**Task brief**
Scan the listing beneath this sentence. Report each line with the word "jshaughn".

Exercise materials Block Start

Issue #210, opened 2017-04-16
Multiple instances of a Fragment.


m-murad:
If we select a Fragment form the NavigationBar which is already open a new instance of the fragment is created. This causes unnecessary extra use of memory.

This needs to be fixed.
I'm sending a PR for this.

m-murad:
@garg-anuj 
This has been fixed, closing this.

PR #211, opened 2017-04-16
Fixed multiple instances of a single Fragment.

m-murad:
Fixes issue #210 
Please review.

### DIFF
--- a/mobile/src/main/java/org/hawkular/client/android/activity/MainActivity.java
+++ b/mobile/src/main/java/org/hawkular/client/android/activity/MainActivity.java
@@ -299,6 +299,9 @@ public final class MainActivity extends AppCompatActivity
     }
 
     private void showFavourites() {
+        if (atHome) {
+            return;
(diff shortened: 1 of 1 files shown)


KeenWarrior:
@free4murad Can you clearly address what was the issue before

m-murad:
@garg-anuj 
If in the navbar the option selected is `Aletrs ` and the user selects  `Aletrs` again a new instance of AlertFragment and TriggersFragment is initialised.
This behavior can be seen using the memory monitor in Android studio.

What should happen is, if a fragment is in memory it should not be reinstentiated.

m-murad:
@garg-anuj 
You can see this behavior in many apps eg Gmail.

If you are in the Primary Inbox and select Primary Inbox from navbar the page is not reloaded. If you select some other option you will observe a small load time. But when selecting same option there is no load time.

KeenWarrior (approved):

Exercise materials Block End
Exercise materials Block Start

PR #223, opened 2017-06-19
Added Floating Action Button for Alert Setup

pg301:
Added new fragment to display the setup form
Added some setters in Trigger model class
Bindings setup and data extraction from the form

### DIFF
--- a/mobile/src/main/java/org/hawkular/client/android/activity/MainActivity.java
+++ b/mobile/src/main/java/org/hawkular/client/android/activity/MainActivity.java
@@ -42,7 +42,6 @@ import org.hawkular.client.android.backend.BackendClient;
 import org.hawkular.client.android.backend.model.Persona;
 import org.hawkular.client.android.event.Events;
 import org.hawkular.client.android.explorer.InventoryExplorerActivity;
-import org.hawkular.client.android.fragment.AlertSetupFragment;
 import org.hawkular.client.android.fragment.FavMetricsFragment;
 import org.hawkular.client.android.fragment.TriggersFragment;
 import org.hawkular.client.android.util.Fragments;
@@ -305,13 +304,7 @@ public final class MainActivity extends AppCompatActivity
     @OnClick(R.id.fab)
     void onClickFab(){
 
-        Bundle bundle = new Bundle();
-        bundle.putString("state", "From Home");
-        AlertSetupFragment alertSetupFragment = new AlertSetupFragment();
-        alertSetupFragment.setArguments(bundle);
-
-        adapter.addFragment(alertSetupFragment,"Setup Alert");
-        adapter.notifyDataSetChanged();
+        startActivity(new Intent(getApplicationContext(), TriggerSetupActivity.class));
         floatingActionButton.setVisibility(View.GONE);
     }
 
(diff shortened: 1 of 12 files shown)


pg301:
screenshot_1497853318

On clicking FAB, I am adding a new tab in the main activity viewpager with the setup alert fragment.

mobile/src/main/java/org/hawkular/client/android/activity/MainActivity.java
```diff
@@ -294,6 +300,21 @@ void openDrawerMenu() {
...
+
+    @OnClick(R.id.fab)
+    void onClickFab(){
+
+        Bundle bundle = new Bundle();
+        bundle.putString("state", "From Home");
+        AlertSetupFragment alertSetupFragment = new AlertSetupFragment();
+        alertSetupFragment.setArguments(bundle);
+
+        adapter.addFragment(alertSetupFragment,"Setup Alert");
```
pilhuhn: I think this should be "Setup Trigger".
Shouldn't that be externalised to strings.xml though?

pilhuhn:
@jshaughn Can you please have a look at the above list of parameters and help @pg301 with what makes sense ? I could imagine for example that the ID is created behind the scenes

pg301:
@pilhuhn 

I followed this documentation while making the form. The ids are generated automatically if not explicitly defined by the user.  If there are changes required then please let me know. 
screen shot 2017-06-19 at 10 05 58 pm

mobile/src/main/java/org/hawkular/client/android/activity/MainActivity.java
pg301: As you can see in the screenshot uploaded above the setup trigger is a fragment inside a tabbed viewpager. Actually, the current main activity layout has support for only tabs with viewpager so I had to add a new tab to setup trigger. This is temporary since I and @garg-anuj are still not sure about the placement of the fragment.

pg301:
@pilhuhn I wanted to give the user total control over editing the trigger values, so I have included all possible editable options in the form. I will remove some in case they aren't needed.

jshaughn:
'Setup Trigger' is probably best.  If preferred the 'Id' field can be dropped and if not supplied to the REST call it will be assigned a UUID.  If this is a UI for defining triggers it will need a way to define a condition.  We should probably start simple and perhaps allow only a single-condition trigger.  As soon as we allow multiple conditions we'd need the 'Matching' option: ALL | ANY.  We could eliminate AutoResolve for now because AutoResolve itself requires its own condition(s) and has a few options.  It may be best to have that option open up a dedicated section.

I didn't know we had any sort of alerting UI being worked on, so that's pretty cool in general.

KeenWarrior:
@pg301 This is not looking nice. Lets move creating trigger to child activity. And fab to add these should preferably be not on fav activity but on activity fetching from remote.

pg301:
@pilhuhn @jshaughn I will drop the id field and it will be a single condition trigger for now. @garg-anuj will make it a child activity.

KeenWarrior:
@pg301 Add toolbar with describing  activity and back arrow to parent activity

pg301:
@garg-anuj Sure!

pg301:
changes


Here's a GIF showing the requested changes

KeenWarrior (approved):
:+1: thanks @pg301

Exercise materials Block End
Exercise materials Block Start

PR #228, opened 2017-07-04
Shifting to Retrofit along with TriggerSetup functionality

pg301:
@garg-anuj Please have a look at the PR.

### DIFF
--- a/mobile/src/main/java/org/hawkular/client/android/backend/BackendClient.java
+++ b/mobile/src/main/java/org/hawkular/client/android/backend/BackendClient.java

Exercise materials Block End

**Result of this exercise**
@jshaughn Can you please have a look at the above list of parameters and help @pg301 with what makes sense ? I could imagine for example that the ID is created behind the scenes
jshaughn:
@pilhuhn @jshaughn I will drop the id field and it will be a single condition trigger for now. @garg-anuj will make it a child activity.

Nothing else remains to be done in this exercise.